▼▼▼

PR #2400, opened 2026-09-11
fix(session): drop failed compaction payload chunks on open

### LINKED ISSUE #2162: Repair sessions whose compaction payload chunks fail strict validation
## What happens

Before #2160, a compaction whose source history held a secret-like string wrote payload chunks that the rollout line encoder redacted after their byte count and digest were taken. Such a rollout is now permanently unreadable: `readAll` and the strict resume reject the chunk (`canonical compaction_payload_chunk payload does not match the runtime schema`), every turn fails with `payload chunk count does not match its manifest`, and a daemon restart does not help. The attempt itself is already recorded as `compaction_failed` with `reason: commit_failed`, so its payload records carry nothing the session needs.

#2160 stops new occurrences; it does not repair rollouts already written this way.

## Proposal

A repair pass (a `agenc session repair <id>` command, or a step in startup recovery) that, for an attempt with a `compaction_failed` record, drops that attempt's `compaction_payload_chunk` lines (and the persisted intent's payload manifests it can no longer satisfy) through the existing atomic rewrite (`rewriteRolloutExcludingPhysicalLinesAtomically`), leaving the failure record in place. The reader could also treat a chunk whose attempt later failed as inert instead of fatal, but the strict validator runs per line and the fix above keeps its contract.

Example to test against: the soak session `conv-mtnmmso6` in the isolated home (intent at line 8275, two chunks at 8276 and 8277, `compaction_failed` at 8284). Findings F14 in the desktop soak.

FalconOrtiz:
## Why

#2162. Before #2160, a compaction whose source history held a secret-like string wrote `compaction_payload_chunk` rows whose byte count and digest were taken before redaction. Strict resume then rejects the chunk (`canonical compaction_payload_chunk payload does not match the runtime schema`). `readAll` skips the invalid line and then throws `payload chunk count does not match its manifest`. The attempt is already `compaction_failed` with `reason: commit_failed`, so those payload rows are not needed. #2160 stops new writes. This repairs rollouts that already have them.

▲▲▲

**Exercise details:**
Reproduce the listing above exactly from the line containing "Example to test" through its last line, with both of those lines included.

**Result:**
Example to test against: the soak session `conv-mtnmmso6` in the isolated home (intent at line 8275, two chunks at 8276 and 8277, `compaction_failed` at 8284). Findings F14 in the desktop soak.

FalconOrtiz:
## Why

#2162. Before #2160, a compaction whose source history held a secret-like string wrote `compaction_payload_chunk` rows whose byte count and digest were taken before redaction. Strict resume then rejects the chunk (`canonical compaction_payload_chunk payload does not match the runtime schema`). `readAll` skips the invalid line and then throws `payload chunk count does not match its manifest`. The attempt is already `compaction_failed` with `reason: commit_failed`, so those payload rows are not needed. #2160 stops new writes. This repairs rollouts that already have them.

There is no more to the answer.